Entering the licensing domain

Contrary to the CJEU, I am adamant that the correct legal classification of a commercial transaction resulting in the delivery of an intangible such as software or digital content over the internet is a licence and not a sale. It is surprising that this issue was not dealt with in ReDigi, bearing in mind the structure of Apple’s iTunes agreement. Putting that aside, it is suggested that exhaustion advocates should adopt and extend the traditional English common law substitute for exhaustion of IP rights, namely the concept of an implied licence to ‘resell’. As Sir Robin Jacob stated at the 27th Fordham IP Conference, doctrines of exhaustion of IP rights were unknown in English law and instead it was always considered that an implied licence to resell ran with the patented or copyright ‘goods’.

It is not just that the written contracts for internet deliveries are ‘dressed up’ as licences (as the CJEU thought in UsedSoft) and contain the terms that are only befitting of a licence, but also that the technological process for a download necessitates a licence. Unlike the situation for the supply of tangibles where the copyright holder makes each and every copy which is subsequently delivered to each acquirer, with internet deliveries it is the acquirer, not the supplier, who makes the copy he/she will retain for their private use.
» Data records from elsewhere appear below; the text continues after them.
PR #1598, opened 2023-05-02
PHOENIX-6907 Explain Plan should output region locations with servers

virajjasani:
Query syntax: `EXPLAIN WITH REGIONS {query}`

Example:

Assuming the scan is prepared for 4 region locations,

When `phoenix.max.region.locations.size.explain.plan` is set as `2`, only 2 region locations are printed:
```
CLIENT PARALLEL 4-WAY RANGE SCAN OVER N000001:N000002 [1,'a'] - [1,'b']
    SERVER MERGE [0.K3]
    SERVER FILTER BY FIRST KEY ONLY
 (region locations = [region=N000001:N000002,,1683068961616.4773aca00009beabd2316e0be5828ffa., hostname=localhost,55546,1683068927671, seqNum=9, region=N000001:N000002,e\x00\x00\x00\x00\x00\x00\x00\x00\x00,1683068961616.77243f1c70242067f53018949e146393., hostname=localhost,55546,1683068927671, seqNum=9]...total size = 4) 
CLIENT MERGE SORT
```

With default value of `phoenix.max.region.locations.size.explain.plan` as `5`, all region locations are printed:
```
CLIENT PARALLEL 4-WAY RANGE SCAN OVER N000001:N000002 [1,'a'] - [1,'b']
    SERVER MERGE [0.K3]
    SERVER FILTER BY FIRST KEY ONLY
 (region locations = [region=N000001:N000002,,1683068843354.6f20f10367637072dabf805a38ac8d55., hostname=localhost,55344,1683068805683, seqNum=9, region=N000001:N000002,e\x00\x00\x00\x00\x00\x00\x00\x00\x00,1683068843354.fdfd4eb63d0fff6d80da1d08726bfeb0., hostname=localhost,55344,1683068805683, seqNum=9, region=N000001:N000002,i\x00\x00\x00\x00\x00\x00\x00\x00\x00,1683068843354.effe18db5f4a093d005706910436ed18., hostname=localhost,55344,1683068805683, seqNum=9, region=N000001:N000002,o\x00\x00\x00\x00\x00\x00\x00\x00\x00,1683068843354.d7d0cec570fe9c626d39a0b2075918d2., hostname=localhost,55344,1683068805683, seqNum=9]) 
CLIENT MERGE SORT
```

### DIFF
--- a/phoenix-core/src/main/antlr3/PhoenixSQL.g
+++ b/phoenix-core/src/main/antlr3/PhoenixSQL.g
@@ -152,6 +152,7 @@ tokens
     REVOKE = 'revoke';
     SHOW = 'show';
     UNCOVERED = 'uncovered';
+    REGIONS = 'regions';
 }
 
 
@@ -212,6 +213,7 @@ import org.apache.phoenix.util.SchemaUtil;
 import org.apache.phoenix.parse.LikeParseNode.LikeType;
 import org.apache.phoenix.trace.util.Tracing;
 import org.apache.phoenix.parse.AddJarsStatement;
+import org.apache.phoenix.parse.ExplainType;
 }
 
 @lexer::header {
@@ -452,7 +454,14 @@ oneStatement returns [BindableStatement ret]
 finally{ contextStack.pop(); }
     
 explain_node returns [BindableStatement ret]
-    :   EXPLAIN q=oneStatement {$ret=factory.explain(q);}
+    :   EXPLAIN (w=WITH)? (r=REGIONS)? q=oneStatement
+     {
+        if ((w==null && r!=null) || (w!=null && r==null)) {
+            throw new RuntimeException("Valid usage: EXPLAIN {query} OR EXPLAIN WITH REGIONS {query}");
+        }
+        ret = (w==null && r==null) ? factory.explain(q, ExplainType.DEFAULT)
+         : factory.explain(q, ExplainType.WITH_REGIONS);
+     }
     ;
 
 // Parse a create table statement.
--- a/phoenix-core/src/main/java/org/apache/phoenix/iterate/ExplainTable.java
+++ b/phoenix-core/src/main/java/org/apache/phoenix/iterate/ExplainTable.java
@@ -21,6 +21,7 @@ import java.io.IOException;
 import java.sql.SQLException;
 import java.text.Format;
 import java.util.ArrayList;
+import java.util.Arrays;
 import java.util.Collections;
 import java.util.HashSet;
 import java.util.Iterator;
@@ -156,6 +157,8 @@ public abstract class ExplainTable {
         }
         byte[] currentKey = startKey;
         try (Table table = context.getConnection().getQueryServices().getTable(tableName)) {
+            // include all regions that include key range from the given start key
+            // and end key
             do {
                 HRegionLocation regionLocation =
                         table.getRegionLocator().getRegionLocation(currentKey, reload);
@@ -451,7 +454,9 @@ public abstract class ExplainTable {
 
         @Override
         public int hashCode() {
-            return 0;
+            int result = Arrays.hashCode(startKey);
+            result = 31 * result + Arrays.hashCode(endKey);
+            return result;
         }
     }
 
--- a/phoenix-core/src/main/java/org/apache/phoenix/iterate/ExplainTable.java
+++ b/phoenix-core/src/main/java/org/apache/phoenix/iterate/ExplainTable.java
@@ -17,24 +17,15 @@
  */
 package org.apache.phoenix.iterate;
 
-import java.io.IOException;
 import java.text.Format;
-import java.util.ArrayList;
 import java.util.Collections;
-import java.util.HashSet;
 import java.util.Iterator;
 import java.util.List;
 import java.util.NoSuchElementException;
 import java.util.Set;
 
-import org.apache.hadoop.hbase.HConstants;
-import org.apache.hadoop.hbase.HRegionLocation;
-import org.apache.hadoop.hbase.TableName;
-import org.apache.hadoop.hbase.client.Connection;
-import org.apache.hadoop.hbase.client.ConnectionFactory;
 import org.apache.hadoop.hbase.client.Consistency;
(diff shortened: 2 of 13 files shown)


phoenix-core/src/main/antlr3/PhoenixSQL.g
```diff
@@ -452,7 +454,14 @@ oneStatement returns [BindableStatement ret]
 finally{ contextStack.pop(); }
     
 explain_node returns [BindableStatement ret]
-    :   EXPLAIN q=oneStatement {$ret=factory.explain(q);}
+    :   EXPLAIN (w=WITH)? (r=REGIONS)? q=oneStatement
```
jpisaac, line 457: Would it make sense to not change what the EXPLAIN statement generates. But have all plan info/attributes generated all the time.

And have different kinds of plan output generators. 
We may want to look at how other DBs have implemented it.

virajjasani: Sounds good, let me try this tomorrow i.e. let the source generate all info in the explain plan including region info, but it's upto `ExecutableExplainStatement` to control what to print.

virajjasani:
@jpisaac addressed review comments

phoenix-core/src/main/java/org/apache/phoenix/iterate/ExplainTable.java
```diff
@@ -46,27 +61,37 @@
...
+    public static final String REGION_LOCATIONS = " (region locations = ";
+
     protected final StatementContext context;
     protected final TableRef tableRef;
     protected final GroupBy groupBy;
     protected final OrderBy orderBy;
     protected final HintNode hint;
     protected final Integer limit;
     protected final Integer offset;
+    private final ExecutorService executorService;
```
jpisaac, line 94: Why do we need an executor and async processing?

jpisaac (commented):
Mostly looks good, but not sure about the async calls?

phoenix-core/src/main/java/org/apache/phoenix/iterate/ExplainTable.java
virajjasani: this is because we want to have our own timeouts rather than relying on hbase client timeouts. 
if for some reason, we can't get region location due to some transient issue, client will keep retrying based on retry configs, but it would not be appropriate to block output of explain plan just because of that.

phoenix-core/src/main/java/org/apache/phoenix/iterate/ExplainTable.java
```diff
@@ -284,6 +367,102 @@ protected void explain(String prefix, List<String> planSteps,
...
+                                    List<List<Scan>> scansList) {
+        Future<String> task = executorService.submit(
+                () -> getRegionLocationsForExplainPlan(explainPlanAttributesBuilder, scansList));
+        try {
+            String regionLocations = task.get(5, TimeUnit.SECONDS);
+            planSteps.add(regionLocations);
+        } catch (InterruptedException | ExecutionException | TimeoutException e) {
+            LOGGER.error("Unable to retrieve region locations task result in 5s", e);
+            task.cancel(true);
+        }
```
virajjasani, line 388: this would be our own timeout, and if we can't get region locations on time, we rather cancel the task than letting hbase client retry for very long time.

@jpisaac does this sound good to you?

jpisaac: Creating an executor service for every query, might not be the right thing.

virajjasani:
latest build results: https://ci-hadoop.apache.org/job/Phoenix/job/Phoenix-PreCommit-GitHub-PR/job/PR-1598/13/PR_20General_20Check_20Report/

phoenix-core/src/main/java/org/apache/phoenix/iterate/ExplainTable.java
```diff
@@ -284,6 +355,106 @@ protected void explain(String prefix, List<String> planSteps,
...
+                return false;
+            }
+            RegionBoundary that = (RegionBoundary) o;
+            return Bytes.compareTo(startKey, that.startKey) == 0
+                    && Bytes.compareTo(endKey, that.endKey) == 0;
+        }
+
+        @Override
+        public int hashCode() {
+            return 0;
```
jpisaac, line 454: why hashcode of zero?

phoenix-core/src/main/java/org/apache/phoenix/iterate/ExplainTable.java
```diff
@@ -111,8 +126,63 @@ private String explainSkipScan() {
...
+                    regionLocations.add(regionLocation);
+                    regionBoundaries.add(regionBoundary);
+                }
+                currentKey = regionLocation.getRegion().getEndKey();
+                // condition1 = currentKey != END_ROW_KEY
+                // condition2 = endKeyIsEndOfTable == true
+                // condition3 = currentKey < endKey
+                // condition4 = includeEndKey == true
+                // condition5 = currentKey == endKey
+                // while (condition1 && (condition2 || condition3 || (condition4 && condition5)))
```
jpisaac, line 175: nit: Might be easier on the reader if it is in plain layman's language

jpisaac (commented):
Done with the review.Thanks

phoenix-core/src/main/java/org/apache/phoenix/iterate/ExplainTable.java
virajjasani: since byte[] can't be compared for hashcode (as they don't have `hashcode()` impl), i had to use unique value.
if we were doing string based comparison, then i would have used string's hashcode and equals implementations directly.

phoenix-core/src/main/java/org/apache/phoenix/iterate/ExplainTable.java
virajjasani: done, before do/while loop

jpisaac (approved):
LGTM +1 Thanks @virajjasani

The internet delivery is facilitated by:


  1. the supplier making a temporary copy on its server,
  2. dividing it up into packets,
  3. transmitting the packets over the internet to the acquirer’s computer device where
  4. the received packets are assembled into a digital file (which is a copy of the one held on the suppliers server) which is
  5. loaded onto the hard disk of the computer device.

The acquirer could not lawfully make this new copy without a licence from the supplier/copyright holder. The acquirer holds his copy under licence. It has not become his property by any transfer of title under a sale agreement so as to allow him to do whatever he likes with it, including selling it second hand.   

Having now entered the licensing domain, I suggest that content exhaustion advocates pursue a statutory licence to allow ‘second hand sales’ of internet delivered content.   

How about statutory provisions vaguely along these lines:

  1. A licensed private user of a copy of content in the form of a digital file has the right to assign his/her licence from the copyright holder to another private user so as to allow that user to make a single copy of that digital file, provided:
  2. The first licensee then immediately deletes his/her copy of the file.
  3. Any term in the copyright holder’s licence which purports to exclude or limit the operation of sub-section (1) will have no effect.

 An edited version of this article first appeared in The 1709 Blog on 27 August 2019.